McTrot is an annual personal challenge to eat at every McDonald's in Manhattan, on foot, in one go. I've been doing this annually since 2022. Making a map has always been part of the tradition and this repo is about making a souped-up GIS one for 2026.
(I am more a student of McDonald's than a straight-ahead fan, and also use the company as a springboard to learn about finance, management, and supply chains at Hamburger Business Review.)
This repo contains tools for:
- downloading current McDonald's locations from their API
- researching and cataloging historical McDonald's locations from microfiche at NYPL
- making a map
- downloading geospatial layers from NYC Open Data
- massaging layers into Postgres views
- designing the map in QGIS
- computing a walking-distance cost matrix between every pair of locations by routing along sidewalk centerlines with pgRouting
- solving the TSP (travelling salesman problem) to find the shortest walking route that visits every location, using simulated annealing (
tsp.ipynb) - solving TSPTW (TSP with time windows) to find the shortest route at a given pace while making sure that they're all open when I get to them
- doing analysis on the TSPTW solutions per pace
This repository manages its external dependencies (gdal, postgres, jq, etc.) with devenv.sh.
The data dependencies of this map are listed in datapackage.json. Datapackage is a specification for documenting where data came from, how it's licensed, etc.
For some of these dependencies, you will need an account with NYC Open Data. Follow these steps:
- Copy the .env.example file to a new file named .env.
- Visit their sign up page and sign up.
- Verify your email address.
- Go to Developer Settings.
- Click the "Create new API Key" button. Give it a name.
- Fill in your .env file with your new API Key ID and Api Key Secret.
Once set up, fetch the data by running the fetch.py Python script.
Much of this project is concerned with loading data into Postgres, using views to filter what's relevant for McTrot, and bringing those views into QGIS for designing an actual map. Loading data directly into QGIS makes things too sluggish.
Start Postgres with Running Postgres from devenv is disabled because the pgrouting extension there is busted. Try Postgres.app if you're on a Mac. If you're not on a Mac, there are many other options.
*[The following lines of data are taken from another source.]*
PR #591, opened 2024-08-06
Support empty syncs with no batches provided as payload

gruuya:
This is to signal a transaction end.

Also rename batch compaction to squashing throughout.

### DIFF
--- a/src/frontend/flight/sql.rs
+++ b/src/frontend/flight/sql.rs
@@ -3,6 +3,7 @@ use crate::frontend::flight::handler::{
     SeafowlFlightHandler, SEAFOWL_SQL_DATA, SEAFOWL_SYNC_CALL_MAX_ROWS,
 };
 use crate::frontend::flight::sync::schema::SyncSchema;
+use crate::frontend::flight::sync::SyncError;
 use arrow::record_batch::RecordBatch;
 use arrow_flight::decode::FlightRecordBatchStream;
 use arrow_flight::encode::FlightDataEncoderBuilder;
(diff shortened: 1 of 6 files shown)


src/frontend/flight/sql.rs
```diff
@@ -211,27 +212,30 @@ impl FlightSqlService for SeafowlFlightHandler {
...
+                cmd.column_descriptors.clone(),
+                batches.first().unwrap().schema(),
             )
+            .map_err(|err| {
+                warn!("{err}");
+                Status::invalid_argument(err.to_string())
+            })?
         } else {
-            None
+            SyncSchema::empty()
```
mildbyte, line 224: Can this actually legitimately happen now or should we always expect that there is a schema?

mildbyte (approved):

src/frontend/flight/sql.rs
gruuya: It seems that providing an empty payload (`vec![]`) is easier than providing a non-empty payload with empty record batches (`vec![RecordBatch::new_empty(schema)]`), so I think yes.

Let's hear from @eatonphil though.

eatonphil: > It seems that providing an empty payload (vec![]) is easier than providing a non-empty payload with empty record batches (vec![RecordBatch::new_empty(schema)]), so I think yes.

Well, let me try. I have such a hard time with the Arrow APIs I was scared to try. But if you think that's better I'll give it a shot.

gruuya: It may still better of to have special casing of the empty payload, than to rely on the rest of the mechanism to adequately process those messages (so this change is for the better anyway).

eatonphil: Alright, let's go with it then.

PR #592, opened 2024-08-06
Refactor `object_store_factory` and create `StorageLocationInfo`

lizardoluis:
This PR refactors the `object_store_factory` with the changes:

- Added `allow_http` and `skip_signature` to `S3Config`;
- Changed the `build_object_store(ObjectStoreConfig)` to be a implementation of `ObjectStoreConfig `. 
- Implemented the struct `StorageLocationInfo` with the method `build_storage_location_info`.


object_store_factory/src/aws.rs
```diff
@@ -49,38 +77,116 @@ impl S3Config {
...
     }
 
-    if let (Some(access_key_id), Some(secret_access_key)) =
-        (&config.access_key_id, &config.secret_access_key)
-    {
-        builder = builder
-            .with_access_key_id(access_key_id.clone())
-            .with_secret_access_key(secret_access_key.clone());
+    pub fn build_amazon_s3(&self) -> Result<Arc<dyn ObjectStore>, object_store::Error> {
+        assert!(self.allow_http, "allow_http must be true for Amazon S3");
```
gruuya, line 148: This should be the case only for testing on e.g. MinIO, otherwise it should be disallowed (no point in `allow_http` field if this assert is here).

gruuya (approved):

object_store_factory/src/aws.rs
lizardoluis: I forgot to remove this. I wasn't sure if the other code at any point calls this with `allow_http == false`, so I added this to catch. I will remove

gruuya: Ah makes sense, thanks.

PR #593, opened 2024-08-07
Add flag denoting first sync response

gruuya:
The flag is tracked in `SeafowlFlightHandler` since it is the one that actually construct the response (not `SeafowlDataSyncWriter`), and in addition it has short-circuiting for the "probing" request.

### DIFF
--- a/src/frontend/flight/handler.rs
+++ b/src/frontend/flight/handler.rs
@@ -4,13 +4,14 @@ use arrow::record_batch::RecordBatch;
 use arrow_flight::sql::metadata::{SqlInfoData, SqlInfoDataBuilder};
 use arrow_flight::sql::{ProstMessageExt, SqlInfo, TicketStatementQuery};
 use arrow_flight::{FlightDescriptor, FlightEndpoint, FlightInfo, Ticket};
-use clade::sync::{DataSyncCommand, DataSyncResult};
+use clade::sync::{DataSyncCommand, DataSyncResponse};
 use dashmap::DashMap;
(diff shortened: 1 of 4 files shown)


src/frontend/flight/handler.rs
```diff
@@ -47,6 +48,8 @@ pub(super) struct SeafowlFlightHandler {
     pub context: Arc<SeafowlContext>,
     pub results: Arc<DashMap<String, Mutex<SendableRecordBatchStream>>>,
     sync_writer: Arc<RwLock<SeafowlDataSyncWriter>>,
+    // Denotes whether we're past the first sync reponse, thus indicating Seafowl (re)starts
```
mildbyte, line 51:
```suggestion
    // Denotes whether we're past the first sync response, thus indicating Seafowl (re)starts
```

src/frontend/flight/handler.rs
```diff
@@ -47,6 +48,8 @@ pub(super) struct SeafowlFlightHandler {
...
+    first_sync: Arc<AtomicBool>,
```
mildbyte, line 52: This doesn't need to be tracked for each origin separately?

mildbyte (approved):

src/frontend/flight/handler.rs
gruuya: My understanding was no, the overall response order is important, cc @eatonphil?

eatonphil: That's right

The main thing is you want a local server running on the default port.devenv up
Run devenv shell and then ./scripts/load.sh to set up the mctrot database, import data from data/, and make map-specific views.
Download and open QGIS, create a new project, open the Data Source Manager window and a new Postgres connection with these details:
- name: mctrot
- host: 127.0.0.1
- port: 5432
- database: mctrot
Choose tables to add into the project.
Route optimization happens in two phases: loading (above), then solving. The solve step reads from the database and writes results back to it.
Python dependencies are declared in pyproject.toml. To install them:
uv sync
Run one of the solve scripts to execute a notebook and write results to Postgres:
./scripts/solve_tsptw_single.sh
./scripts/solve_tsptw_multi.sh
Or open and run notebooks interactively with uv run jupyter lab.
After solving, run analysis scripts to derive summary tables from the results:
./scripts/create_tsptw_multi_route_segments.sh # sidewalk segments for each pace's route
./scripts/create_tsptw_multi_analytics.sh # per-pace analytics (length, total time, hours to close)
These depend on the solve having run first. The analytics script also prints a summary table to stdout.
To generate a PDF chart of the analytics:
uv run scripts/chart_tsptw_multi_analytics.py
This writes tsptw_multi_analytics.pdf to the project root with two line charts: route length and minimum hours to close, both by pace.
This GIS endeavor began in 2024 with the usual kind of Googling around for stuff. In 2026 I started using Claude pretty heavily to build on what's here and go on side quests like the route optimization.